(Dataset entries)
PR #4911, opened 2025-10-07
Improve debug entry sorting.

### LINKED ISSUE #4910: [1.21.9] Sort debug entries by namespace first
Debug entries added by mods should be sorted by namespace first instead of path first, and appear below all vanilla debug entries.

modmuss50:
Closes https://github.com/FabricMC/fabric/issues/4910 

Sorts the entries by namespace and then path (`minecraft` ns being first)
Allows to search by namespace (other than `minecraft`)

Screenshot 2025-10-07 at 21 01 11


modmuss50:
~~Actually this is wrong, as it breaks the vanilla sorting.~~ Fixed :)

PR #321, opened 2020-08-07
musl support

saolsen:
Builds musl wheels that can be used on alpine.
Doesn't use the musl-static build target for the regular linux builds.


scripts/test_musl.sh
```diff
@@ -0,0 +1,7 @@
+#!/usr/bin/env sh
+apk add build-base libffi-dev
+cd oso
+pip install oso==$OSO_VERSION -f musl-wheel
+cd test
+python test.py
```
dhatch, line 6: Should we run the full test suite against this?

PR #322, opened 2020-08-07
Fix bug with checking for element in an empty list.

samscott89:
PR checklist:

- [x] Added changelog entry.


polar-core/tests/integration_tests.rs
```diff
@@ -1120,6 +1120,10 @@ fn test_in() {
     assert!(qnull(&mut polar, "not (1 in [1,2,3])"));
     assert!(qnull(&mut polar, "not (2 in [1,2,3])"));
     assert!(qnull(&mut polar, "not (3 in [1,2,3])"));
+
+    // empty lists
+    assert!(qnull(&mut polar, "x in []"));
+    assert!(qeval(&mut polar, "not x in []"));
```
dhatch, line 1126: Let's add a few tests for non variable cases (`2 in []`, etc.).

PR #328, opened 2020-08-10
Index rules

plotnick:
Make `Value` implement `Hash` so that we can index on non-variable, unspecialized rule parameters.

Benchmark | Time | Change
----------|------|-------
`many_rules` | 55.444 us | -78.514%

Change is relative to #326.

PR checklist:
- [x] Add changelog entry.
- [x] Fix fib bench


polar-core/src/numerics.rs
```diff
@@ -70,11 +70,8 @@ impl Hash for Numeric {
         H: Hasher,
     {
         match self {
-            Numeric::Integer(i) => i,
-            Numeric::Float(f) => unsafe {
-                #[allow(clippy::transmute_ptr_to_ptr)]
-                std::mem::transmute(f)
-            },
+            Numeric::Integer(i) => *i as u64,
+            Numeric::Float(f) => f.to_bits(),
```
samscott89, line 74: You might want to hash the [discriminant](https://doc.rust-lang.org/std/mem/fn.discriminant.html) first so that ints and floats dont hash to the same thing in certain circumstances? Unless that's intentional?

plotnick: That is a good idea, thanks.

polar-core/src/numerics.rs
```diff
@@ -61,9 +66,67 @@ impl PartialEq for Numeric {
...
+                *i as u64
+            }
+            Numeric::Float(f) => match f.classify() {
+                FpCategory::Zero => {
+                    // Canonicalize zero representations.
+                    discriminant(&Numeric::Integer(0)).hash(state);
+                    0u64
+                }
+                FpCategory::Nan => {
+                    // Randomize NaN hashes so they always miss.
```
samscott89, line 97: This is raising a bunch of red flags.

polar-core/src/numerics.rs
```diff
@@ -61,9 +66,67 @@ impl PartialEq for Numeric {
...
+                    discriminant(&FpCategory::Nan).hash(state);
+                    f64::from_bits(f.to_bits() | random::<u64>()).to_bits()
```
samscott89, line 99: Not sure what ORing with f.bits() is achieving (`f64::NAN.to_bits()` returns `111111111111000000000000000000000000000000000000000000000000000`), so it's just setting the top 12 bits to 1?)

polar-core/src/numerics.rs
plotnick: Here's my rationale: `NaN != NaN`, for any `NaN`, and therefore `hash(NaN) != hash(NaN)` for any `NaN`. The only alternative I've thought of is to treat `NaN` as non-ground, but this seems simpler and cleaner, if a little tricky.

polar-core/src/numerics.rs
plotnick: No, in a `NaN` the exponent bits (11 of the top 12) are always 1. So this keeps it a `NaN`, but randomizes its payload.

plotnick: Shoot. Realized just now that if the `NaN` is already all 1s, this will not do anything. Need to `xor` it.

polar-core/src/types.rs
```diff
@@ -308,6 +325,7 @@ impl SourceInfo {
 
 /// Represents a concrete instance of a Polar value
 #[derive(Debug, Clone, Serialize, Deserialize)]
+#[allow(clippy::derive_hash_xor_eq)]
```
samscott89, line 328:
```suggestion
```

polar-core/src/numerics.rs
samscott89: (Repeating what I said in person): I think it's okay for NaNs to hash equals to each other, and for us to treat rule filtering as not being a strict process. I.e. it can let more things through than it should. We will still unify args/params when selecting a rule so it doesn't invalidate that.

Alternatively/additionally, marking NaN as not ground I think would be a good idea.

Personally I disagree its simpler/cleaner: introduces a new dependency which relies on OS features == potentially more trouble. And it makes hashing non-deterministic which is sort of worrying.

polar-core/tests/integration_tests.rs
```diff
@@ -1465,4 +1473,6 @@ fn test_numeric_applicability() {
     assert!(qeval(&mut polar, "f(9223372036854775807)"));
     assert!(qeval(&mut polar, "f(-9223372036854775807)"));
     assert!(qeval(&mut polar, "f(9223372036854776000.0)"));
+    assert!(qnull(&mut polar, "f(nan1)"));
+    assert!(qnull(&mut polar, "f(nan2)"));
```
samscott89, line 1477: 👍

polar-core/src/numerics.rs
plotnick: Abandoned.

polar-core/src/formatting.rs
```diff
@@ -106,6 +104,16 @@ pub fn format_params(args: &[Parameter], sep: &str) -> String {
         .join(sep)
 }
 
+/// Formats a vector of rules as a string-separated list.
+#[allow(clippy::ptr_arg)]
+pub fn format_rules(rules: &Rules, sep: &str) -> String {
```
gj, line 109: We could probably make this + `format_params` (above) generic over `&[T]` where `T: ToPolarString`, but it doesn't have to block this PR.

polar-core/src/numerics.rs
```diff
@@ -195,5 +255,77 @@ mod tests {
     }
 
     #[test]
-    fn test_sanity() {}
+    fn test_numeric_hash() {
+        let nan1 = f64::NAN;
+        let nan2 = f64::from_bits(f64::NAN.to_bits() | 0xDEADBEEF); // frob the payload
```
gj, line 260: :cow2:

PR #332, opened 2020-08-10
Wrap IDs after 52 bits of precision

gj:
This limits us to 9,007,199,254,740,991 unique IDs for calls, instances, etc. per KB and then wraps back around to 1.

### DIFF
--- a/polar-core/src/types.rs
+++ b/polar-core/src/types.rs
@@ -574,6 +574,8 @@ pub struct KnowledgeBase {
     pub inline_queries: Vec<Term>,
 }
 
+const MAX_ID: u64 = (1 << 53) - 1;
+
 impl KnowledgeBase {
     pub fn new() -> Self {
         Self {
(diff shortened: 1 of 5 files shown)


polar-core/src/types.rs
```diff
@@ -588,8 +590,16 @@ impl KnowledgeBase {
     }
 
     /// Return a monotonically increasing integer ID.
+    ///
+    /// Wraps around at 52 bits of precision so that it can be safely coerced to an IEEE-754
+    /// double-float (f64).
     pub fn new_id(&self) -> u64 {
-        self.id_counter.fetch_add(1, Ordering::SeqCst)
+        if self.id_counter.load(Ordering::SeqCst) == MAX_ID {
```
samscott89, line 597: If you do the check after the fetch, you save an operation on most calls.

samscott89: Actually, might need to do https://doc.rust-lang.org/std/sync/atomic/struct.AtomicUsize.html#method.compare_exchange instead. Otherwise, there's a weird race condition where two threads might both set the counter to 1.
(load -> load -> store -> store).

gj: Yeah I think you're right. Changing now.

PR #337, opened 2020-08-11
Start 0.4.1-rc0 version.

samscott89:


docs/changelogs/0.4.0.rst
```diff
@@ -0,0 +1,98 @@
...
+Breaking changes
+================
+
+.. warning:: This release contains breaking changes. Be sure
+   to follow migration steps before upgrading.
+
+Breaking change 1
+-----------------
+
+- summary of breaking change
```
samscott89, line 16: Still need to update for the lazy loading breaking change.

languages/ruby/lib/oso/version.rb
```diff
@@ -1,5 +1,5 @@
 # frozen_string_literal: true
 
 module Oso
-  VERSION = '0.4.0'
+  VERSION = '0.4.1-rc0'
```
saolsen, line 4: You have to update `Gemfile.lock` too.

languages/java/oso/pom.xml
```diff
@@ -97,7 +97,7 @@
       <plugin>
           <groupId>org.apache.maven.plugins</groupId>
           <artifactId>maven-javadoc-plugin</artifactId>
-          <version>2.9.1</version>
+          <version>3.0.1</version>
```
saolsen, line 100: I don't think we can upgrade this without testing that it's compatible with the maven central stuff.

PR #339, opened 2020-08-11
Add CI & release documentation for flask_oso

dhatch:
I also made a few changes to the main oso release workflow to:

- quiet down maven output
- use the existing tag with a release (`v0.5.0`) instead of making a new duplicate `0.5.0` tag.


gj:
This PR would probably be a good candidate to squash into fewer commits so that the ultimate squash commit to main has a cleaner commit message.

PR #349, opened 2020-08-14
Build JS Package in CI

saolsen:
Also includes fixes for the release job. Pre-releases and python builds are both broken right now.


gj:
Will address requested changes on #320

PR #356, opened 2020-08-18
Separate attribute and method lookups

samscott89:
Attribute lookups and method calls (with no args) are no longer elided into the same thing.
`x.foo` will only look for an attribute on `x` called `foo`, and `x.foo()` will only look for a method on `x` called `foo`.

Todo:
- [x] Rust changes
- [x] Python
- [x] Ruby
- [x] Java
- [x] Javascript
- [x] Test for returning method as attribute
- [x] Documentation
- [x] Examples/doctests

PR checklist:

- [x] Added changelog entry.

### DIFF
--- a/languages/java/oso/src/main/java/com/osohq/oso/Exceptions.java
+++ b/languages/java/oso/src/main/java/com/osohq/oso/Exceptions.java
@@ -194,6 +194,16 @@ public class Exceptions {
         }
     }
 
+    public static class InvalidAttributeError extends PolarRuntimeException {
+        public InvalidAttributeError(String className, String attrName) {
+            super("Invalid attribute `" + attrName + "` on class " + className);
+        }
+
+        public InvalidAttributeError(String msg) {
+            super(msg);
+        }
+    }
+
     public static class InvalidConstructorError extends PolarRuntimeException {
         public InvalidConstructorError(String msg) {
             super(msg);
--- a/languages/java/oso/src/main/java/com/osohq/oso/Query.java
+++ b/languages/java/oso/src/main/java/com/osohq/oso/Query.java
@@ -59,9 +59,12 @@ public class Query implements Enumeration<HashMap<String, Object>> {
     /**
      * Helper for `ExternalCall` query events
      */
-    private void handleCall(String attrName, JSONArray jArgs, JSONObject polarInstance, long callId)
+    private void handleCall(String attrName, Optional<JSONArray> jArgs, JSONObject polarInstance, long callId)
             throws Exceptions.OsoException {
-        List<Object> args = host.polarListToJava(jArgs);
+        Optional<List<Object>> args = Optional.empty();
+        if (jArgs.isPresent()) {
+            args =  Optional.of(host.polarListToJava(jArgs.get()));
+        }
         try {
             registerCall(attrName, args, callId, polarInstance);
         } catch (Exceptions.InvalidCallError e) {
@@ -126,7 +129,11 @@ public class Query implements Enumeration<HashMap<String, Object>> {
                     instance = data.getJSONObject("instance");
                     callId = data.getLong("call_id");
                     String attrName = data.getString("attribute");
-                    JSONArray jArgs = data.getJSONArray("args");
+
+                    Optional<JSONArray> jArgs = Optional.empty();
+                    if (!data.get("args").equals(null)) {
+                        jArgs = Optional.of(data.getJSONArray("args"));
+                    }
                     handleCall(attrName, jArgs, instance, callId);
                     break;
                 case "ExternalIsa":
@@ -177,7 +184,7 @@ public class Query implements Enumeration<HashMap<String, Object>> {
      * @param polarInstance JSONObject containing either an instance_id or an
      *                      instance of a built-in type.
      */
-    public void registerCall(String attrName, List<Object> args, long callId, JSONObject polarInstance)
+    public void registerCall(String attrName, Optional<List<Object>> args, long callId, JSONObject polarInstance)
             throws Exceptions.InvalidCallError,
                    Exceptions.UnregisteredInstanceError,
                    Exceptions.UnexpectedPolarTypeError {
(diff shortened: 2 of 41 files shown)


languages/java/oso/src/main/java/com/osohq/oso/Query.java
```diff
@@ -192,24 +199,27 @@ public void registerCall(String attrName, List<Object> args, long callId, JSONOb
...
+                    throw new Exceptions.InvalidCallError(cls.getName(), attrName, argTypes);
+                }
+            } else {
                 // Look for a field with the given name.
                 try {
                     Field field = cls.getField(attrName);
                     result = field.get(instance);
                 } catch (NoSuchFieldException f) {
-                    throw new Exceptions.InvalidCallError(cls.getName(), attrName, argTypes);
+                    throw new Exceptions.InvalidCallError(cls.getName(), attrName);
```
gj, line 222: Feels like this should be a distinct type of error, something like `Exceptions.InvalidFieldAccessError`

polar-core/src/vm.rs
```diff
@@ -988,12 +995,18 @@ impl PolarVirtualMachine {
...
-        let (field_name, args) = match &field.value() {
+        let (field_name, args) = match self.deref(field).value() {
             Value::Call(Predicate { name, args }) => (
                 name.clone(),
-                args.iter().map(|arg| self.deref(arg)).collect(),
+                Some(args.iter().map(|arg| self.deref(arg)).collect()),
             ),
-            _ => unreachable!("call must be a predicate"),
+            Value::String(field) => (Symbol(field.clone()), None),
+            v => {
```
gj, line 1004: Is this path actually reachable?

polar-core/src/vm.rs
```diff
@@ -1374,15 +1387,15 @@ impl PolarVirtualMachine {
...
         assert_eq!(args.len(), 3);
         let object = self.deref(&args[0]);
-        let field = &args[1];
+        let field = self.deref(&args[1]);
         let value = &args[2];
 
         match object.value() {
             // Push a `Lookup` goal for simple field lookups on dictionaries.
-            Value::Dictionary(dict) if !matches!(field.value(), Value::Call(predicate) if !predicate.args.is_empty()) => {
+            Value::Dictionary(dict) if matches!(field.value(), Value::String(_) | Value::Variable(_)) => {
```
gj, line 1395: We allow the RHS of a lookup to be a variable at this point?

languages/java/oso/src/main/java/com/osohq/oso/Query.java
samscott89: Agreed, just did the same in TS.

polar-core/src/vm.rs
samscott89: Yep, I changed the parser so a `x.y` parses as `.(x, "y")`

gj: To be clear, I'm asking about the catch-all path here, `v => {`

polar-core/src/vm.rs
gj: That's really cool

polar-core/src/vm.rs
samscott89: Ohh right. I guess you could if you do `x.(1)` or something, or manually construct `.(d, 1, value)`.

languages/python/oso/polar/query.py
```diff
@@ -99,9 +94,15 @@ def handle_external_call(self, data):
...
-            if callable(attr):  # If it's a function, call it with the args.
+            if (
+                callable(attr) and not data["args"] is None
+            ):  # If it's a function, call it with the args.
+                args = [self.host.to_python(arg) for arg in data["args"]]
                 result = attr(*args)
+            elif not data["args"] is None:
+                raise RuntimeError(
+                    f"tried to call '{attribute}' but it is not callable"
+                )
```
gj, line 105: nit: would prefer this as a new exception type that can be caught by users of the library

languages/java/oso/src/main/java/com/osohq/oso/Exceptions.java
```diff
@@ -194,6 +194,16 @@ public InvalidCallError(String msg) {
...
     }
 
+    public static class InvalidAttributeError extends PolarRuntimeException {
+        public InvalidAttributeError(String className, String attrName) {
+            super("Invalid attribute `" + attrName + "` on class " + className);
+        }
+
+        public InvalidAttributeError(String msg) {
+            super(msg);
+        }
```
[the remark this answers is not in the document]
samscott89: We don't you're right. I just copied it from the InvalidCallError

languages/js/src/Polar.test.ts
```diff
@@ -200,6 +209,7 @@ describe('#registerClass', () => {
         'animal',
       ]);
       expect(qvar(p, `what_is(${canine}, r)`, 'r')).toStrictEqual([
+        undefined, // Canine has no species, so looking up the 'species' prop returns undefined.
```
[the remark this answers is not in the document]
samscott89: I guess this is where we're inconsistent on handling None/nil/undefined?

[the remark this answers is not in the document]
gj: Not sure what the broader implications are, but I just added this comment in the code (and highlighted it here) to raise awareness of that behavior.

languages/java/oso/src/main/java/com/osohq/oso/Exceptions.java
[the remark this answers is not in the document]
samscott89: It's not doing much harm. Leaving it for now.

languages/js/src/Polar.test.ts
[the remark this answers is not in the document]
samscott89: Thanks. I linked it to the Notion task we have for handling None better

languages/python/oso/polar/query.py
samscott89: This is consistent with how other exceptions are done in the Python library. Don't want to solve here.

Exercise directions -
Look through the entries above; find each line with the word "vanilla" and copy it.

Exercise response -
Debug entries added by mods should be sorted by namespace first instead of path first, and appear below all vanilla debug entries.
~~Actually this is wrong, as it breaks the vanilla sorting.~~ Fixed :)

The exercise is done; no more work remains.